Agree with everyting above, plus remove the climate control system (AC & heat). Pull the stereo and speakers, etc. And I'd even consider 15x7" rims. Your 88 90 came with 195/60/14 stock, so 225/40/15s would be perfect. Also, a 20VT would be ideal, but even a 10VT would be much better than your NG engine for track use....


----------



## yumyjagermiester (Sep 20, 2002)

*Re: im building an audi 90 track car... suggestions for parts? (duandcc)*

There has been a recent test in the Euro Tunner of wheel sizes to track-ability and the 15's won out over 16's and 17's of the same model. this was for a FWD Jetta VR6 mind you, but similar conditions apply to the 90. It all depends on how you will set the rest of the car up, i.e., spring rates, what strut bars you will/won't use, tire pressure, yadda yadda yadda, as I'm sure the list goes on.


----------



## GT_GREG (Dec 11, 2002)

*Re: im building an audi 90 track car... suggestions for parts? (GT_GREG)*

thats a ton of info for me!
i got the blaufernugen rear sway bar. i have eibachs and boge gas shocks no more interior. how do i take out the diff lock? and what do you suggest if im only gonna use the stock engine?
ne mor einfo?
greg


----------



## StormChaser (Jan 3, 2000)

*Re: im building an audi 90 track car... suggestions for parts? (GT_GREG)*


_Quote, originally posted by *GT_GREG* »_ how do i take out the diff lock? and what do you suggest if im only gonna use the stock engine?
ne mor einfo?
greg

1.







Why would you want to remove the dif loc? You WANT to lock the center dif for an even 50/50 split during track events...
2. If you're going to run an NG at the track, you need to concentrate on the suspension. You are going to be way under powered, but may be able to make up for it with agility and skilz. Start with some ground control coil overs, nice meaty 15" rims & tires, and then take a few performance driving classes. You are going to have to rely on your skill as a driver and the agility of the car rather than speed...


----------



## Crispyfritter (Nov 21, 2001)

*Re: im building an audi 90 track car... suggestions for parts? (duandcc)*

Yep!
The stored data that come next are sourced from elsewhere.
PR #894, opened 2021-09-29
Fix PR 891

mvorisek:
fix https://github.com/atk4/data/pull/891, serialize was used here as a fallback originally, atk4/ui `Scopebuilder` sets one field to a `Scope` object, which is probably wrong, but let's allow it for now. Issue is present only in Behat testing.

### DIFF
--- a/src/Field.php
+++ b/src/Field.php
@@ -352,7 +352,9 @@ class Field implements Expressionable
                 return null;
             }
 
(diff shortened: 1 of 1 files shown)


DarkSide666 (approved):

mvorisek:
@ibelar do we really need to compare objects? It seems like a bug to me in a ScopeBuilder and this fix should not be needed.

Just ask Scott Childress. He owns the white 400CSQ that was partially restored by Blau. The car isn't that fast, but the car is tight, handles well, and Scott has mAd sKiLlZZzz yO!








Chris


----------



## GT_GREG (Dec 11, 2002)

*Re: im building an audi 90 track car... suggestions for parts? (200HP4dr)*

thanks boys. ne ideas on a good set of eurothane bushings? ne ideas on more mods for the engine... ive been told that i cna get approx 180 whp? 
maybe?


----------



## StormChaser (Jan 3, 2000)

*Re: im building an audi 90 track car... suggestions for parts? (GT_GREG)*

Not likely, more like 160-170.But it's gonna cost ya big $$ to get there. here's what you need to do: K&N, P&P intake, 5 angle valve job, cam, P&P exhaust manifold, lightened & balanced flywheel, lightened and balanced crank, balance & blueprint the whole engine, good freeflowing 2.5" exhaust. Unless you, for some reason, don't want to go turbo, it's likely going to be CHEAPER to drop an MC in there...


----------



## briang (Mar 10, 1999)

*Re: im building an audi 90 track car... suggestions for parts? (GT_GREG)*


_Quote, originally posted by *GT_GREG* »_thats a ton of info for me!
i got the blaufernugen rear sway bar. i have eibachs and boge gas shocks no more interior. how do i take out the diff lock? and what do you suggest if im only gonna use the stock engine?
ne mor einfo?
greg

I'd swap the Eibachs for a stiffer spring. Shine Racing Services makes a nice kit for this car. You can choose from several rates...with your current struts, their 250#/in springs at all corners would work.


----------



## GT_GREG (Dec 11, 2002)

*Re: im building an audi 90 track car... suggestions for parts? (briang)*

ok ill think bout the springs. how do i get in contact with them?
ne other ideas?
greg


----------



## MFZERO (Mar 13, 2002)

*Re: im building an audi 90 track car... suggestions for parts? (GT_GREG)*

www.shineracing.com/


----------



## GT_GREG (Dec 11, 2002)

*Re: im building an audi 90 track car... suggestions for parts? (MFZERO)*

thanks for the contact..
i cant wait to get some of this done. the car is already quick but i need more... its like a adiction..
lol

GT


----------



## PerL (Jan 9, 2001)

*Re: im building an audi 90 track car... suggestions for parts? (GT_GREG)*

Not mentioned (or I didnt see it) but relocate the battery to the rear seat area or trunk, as this will help move some of the weight back and balance the car. The 5-cylinder engines make the Audis a bit nose-heavy. The Transam 200s even had the alternator in the rear! It was hooked up to a pulley on the drive shaft.
http://home.arcor.de/bmaj.roes...f.jpg
http://home.arcor.de/bmaj.roes...a.jpg
You can often see a similar thing done in track cars, where the drivers sits very far back compared to the regular passenger car. This is also to help balance the car.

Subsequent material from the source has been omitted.